Review Comment:
This manuscript was submitted as 'full paper' and should be reviewed along the usual dimensions for research contributions which include (1) originality, (2) significance of the results, and (3) quality of writing.
This paper presents QB4SOLAP, a new vocabulary for describing spatial data cubes using RDF, and spatial OLAP operators that can be translated into spatial SPARQL queries. It is a substantial re-working of a previously published conference paper with much new material. The authors present a very thorough set of formal definitions for the elements of the QB4SOLAP vocabulary built on the previously defined QB4OLAP vocabulary, and SOLAP operators over these elements. The SPARQL generator functions are well-defined as well -- a link to working service that performs these functions would be a nice addition to this work, but is not currently included.
Overall, the formalisms appear sound and are clearly written, but my main critique of the paper is that it remains unclear to me what the key advantages of translating SOLAP operations to SPARQL are? To me this is a key missing component of the paper. Some kind of evaluation is required that demonstrates that using QB4SOLAP is a viable alternative to existing SOLAP technologies, either in terms of efficiency of processing or in terms of expressivity. If it is the case that you can just reproduce the kinds of operations that can already be done in a traditional SOLAP tool that is built using spatial indexing, then it needs to be shown that it is efficent to do so also with spatial SPARQL queries over RDF. Otherwise, some examples of the kind of reasoning that is only possible with a QB4SOLAP defined MD data cube is in order. Without these, it begs the question why would someone go to the trouble of encoding their spatial datacube in RDF in the first place?
With regard to the organization of the paper, putting the related work section at the end instead of after the introduction, and including almost no references in the introduction, gives the impression that the Spatial OLAP operations being defined are new to this work. In fact, SOLAP has been around for over 15 years with many of these operators defined previously, in some cases quite formally. The authors need to differentiate their work from this previous work more clearly. Many key references for SOLAP are missing with this regard, including:
Sonia Rivest, Yvan Bédard and Pierre Marchand "Toward Better Support for Spatial Decision Making: Defining the Characteristics of Spatial On-Line Analytical Processing (SOLAP)"

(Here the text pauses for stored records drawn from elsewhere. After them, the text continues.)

PR #559, opened 2020-03-24
Fix remediation role construction

nhakmiller:
## Background

Remediation role ARN construction was not updated after changing to regionally suffixed roles.

## Changes

- Change role generation to take suffix into account

## Testing

- Deployed internally and observed remediations work

### DIFF
--- a/deployments/cloud_security.yml
+++ b/deployments/cloud_security.yml
@@ -701,7 +701,6 @@ Resources:
       Environment:
         Variables:
           LOGGING_LEVEL: !If [DebugEnabled, DEBUG, INFO]
-          ROLE_FORMAT: !Sub arn:${AWS::Partition}:iam::{}:role/PantherRemediationRole-${AWS::Region}
       Layers: !If
         - AttachLayers
         - !Split # CFN doesn't have list append, so convert to/from CSV string to prepend base layers
--- a/deployments/cloud_security.yml
+++ b/deployments/cloud_security.yml
@@ -701,6 +701,7 @@ Resources:
       Environment:
         Variables:
           LOGGING_LEVEL: !If [DebugEnabled, DEBUG, INFO]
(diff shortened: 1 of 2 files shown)


deployments/cloud_security.yml
```diff
@@ -701,6 +701,7 @@ Resources:
       Environment:
         Variables:
           LOGGING_LEVEL: !If [DebugEnabled, DEBUG, INFO]
+          ROLE_FORMAT: !Sub arn:${AWS::Partition}:iam::{}:role/PantherRemediationRole-${AWS::Region}
```
austinbyers: `iam` is actually not partitioned, just `arn:aws:iam` would suffice

It's a little confusing to me to have the `{}` from the Python format string here in the CloudFormation, because it's not obvious what it's replaced with and it looks like it should be part of the `! Sub`

Let's change this to

```
REMEDIATION_ROLE_NAME: !Sub PantherRemediationRole-${AWS::Region}
```

austinbyers:
Oh, and actually I think we want the region from the client, not the one in the cloudformation

austinbyers:
In `deployments/auxiliary/cloudformation/panther-remediations-iam.yml`, the template still defines a remediation role without a suffix:

```yaml
AWSTemplateFormatVersion: 2010-09-09
Transform: AWS::Serverless-2016-10-31
Description: Deploys the IAM role that allows Panther to remediate resources in an account
Metadata:
  Version: 1.0

Parameters:
  MasterAccountId:
    Type: String
    Description: The account ID where Panther is deployed in

Resources:
  RemediationRole:
    Type: AWS::IAM::Role
    Properties:
      RoleName: PantherRemediationRole
```

Is this a leftover template that can be deleted @kostaspap ?

austinbyers:
I deployed and was able to click the "remediate" button and re-encrypt some buckets

nhakmiller:
> Oh, and actually I think we want the region from the client, not the one in the cloudformation

This is incorrect, we want the region from CloudFormation.

PR #560, opened 2020-03-25
Fix deployment role

austinbyers:
## Background

We haven't updated the deployment role in awhile, and there are some new resources involved in deploy and teardown that we need to add permissions for.

## Changes

- Add support for GuardDuty, CloudFormation stack sets, VPC flow logs, and IAM server certificates in the deployment role
- Troubleshooting documentation
    - The error mentioned in the deploy process was actually fixed by #556 
    - I mistyped an email in the deploy process, adding some clarification for how to remove the user from Cognito. They can re-add the user in Cognito, as originally suggested, but that won't add custom attributes (name), and in enterprise it won't work at all (they need a role). So it's easier to just people to redeploy in this case, it only takes about a minute now.

## Testing

- Deploy and teardown using the deployment policy

### DIFF
--- a/docs/gitbook/troubleshooting.md
+++ b/docs/gitbook/troubleshooting.md
@@ -6,20 +6,14 @@ This section acts as a quick Q&A on issues that you may face during your Panther
 
 Don't worry. You can safely re-deploy Panther by running `mage deploy` and it will pick up where it left off.
 
-Alternatively, if you 're using temporary credentials, please add a longer timeout.
-
-## Deployment Failed
-
-`open deployments/bootstrap.yml: no such file or directory`
-
-This is an issue with Docker and the way volumes work.
-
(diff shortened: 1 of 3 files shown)


docs/gitbook/troubleshooting.md
```diff
@@ -6,20 +6,14 @@ This section acts as a quick Q&A on issues that you may face during your Panther
...
-
-To resolve that, please step close the container (Ctrl+D on Mac) and reconnect to it by typing `./dev.sh` so that the container can pick up all the necessary files.
-
-Running `mage deploy` should resolve the issue.
+Alternatively, if you're using temporary credentials, please add a longer timeout.
 
 ## Mistyped Email During `mage deploy`
 
-Don't worry, these things happen!
+Don't worry, these things happen! From the AWS console in the deployed region:
```
jacknagz: Thanks for adding this!

Issue #558, opened 2020-03-24
Page Crash When Remediate Button is Pressed


nhakmiller:
### Describe the bug

When the remediate button is pressed, the page crashes.

### Steps to reproduce

1. Go to policies
2. Click on a policy with auto remediations enabled
3. Scroll down to a failing resource
4. Click on remediate
5. Observe

### Expected behavior

Page does not crash when I click remediate.

### Environment

How are you deploying or using Panther?

- Panther version or commit: 
Version v0.3.0-187-g3a605bd

### Additional context

Network tab of my browser reports:
```
4 requests
1.5 KB transferred
30.9 KB resources
{data: {remediateResource: null},…}
data: {remediateResource: null}
remediateResource: null
errors: [{path: ["remediateResource"], data: null, errorType: "500", errorInfo: null,…}]
0: {path: ["remediateResource"], data: null, errorType: "500", errorInfo: null,…}
path: ["remediateResource"]
0: "remediateResource"
data: null
errorType: "500"
errorInfo: null
locations: [{line: 2, column: 3, sourceName: null}]
0: {line: 2, column: 3, sourceName: null}
line: 2
column: 3
sourceName: null
message: "A custom error was thrown from a mapping template."
```

### Screenshots

<img width="1535" alt="Screen Shot 2020-03-24 at 4 24 08 PM" src="https://user-images.githubusercontent.com/49166439/77486259-79b78080-6dec-11ea-8b77-a3d82b15b9c6.png">

PR #562, opened 2020-03-25
Remediation role correct region

nhakmiller:
## Background

The remediation role suffix was being set incorrectly.

## Changes

- Set suffix correctly

## Testing

- Deployed in dev account


nhakmiller:
Closes #558.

Joel da Silva, Valerria C. Times, Ana Carolina Salgado "A Set of Aggregation Functions for Spatial Measures"
Leticia Gómez, Sophie Haesevoets, Bart Kuijpers, Alejandro A. Vaisman "Spatial aggregation: Data model and implementation"
Ines Fernando Vega Lopez, Richard T. Snodgrass, and Bongki Moon "Spatiotemporal Aggregate Computation: A Survey"
Overall, this is a nicely written paper but as stated above, I believe it requires some more justification for why this work will have impact on users of spatial data warehouses.
Minor comments:
A summary table listing all the main definitions (and their number), operators, and generators would aid the readability of the paper.
pg.1 "This does not allows" -> "This does not allow"
pg.2 "Third, we provide algorithms for generation spatially" -> "Third, we provide algorithms for generation of spatially"
pg.2 "This paper extends a previous conference paper very significantly..." -- Not sure this sentence needs to be in the paper, seems more like a comment to the editor.
pg.2 I take issue with the classification of Intersection, Union operators as "Spatial Aggregation" operators, although this appears to be usage in other papers as well. These are not aggregations in a spatial sense, rather in the sense of record aggregation.
pg.2-3 Need citations to RCC8 and DE-9DIM
pg.18 delete box character at end of paragraph in column 2.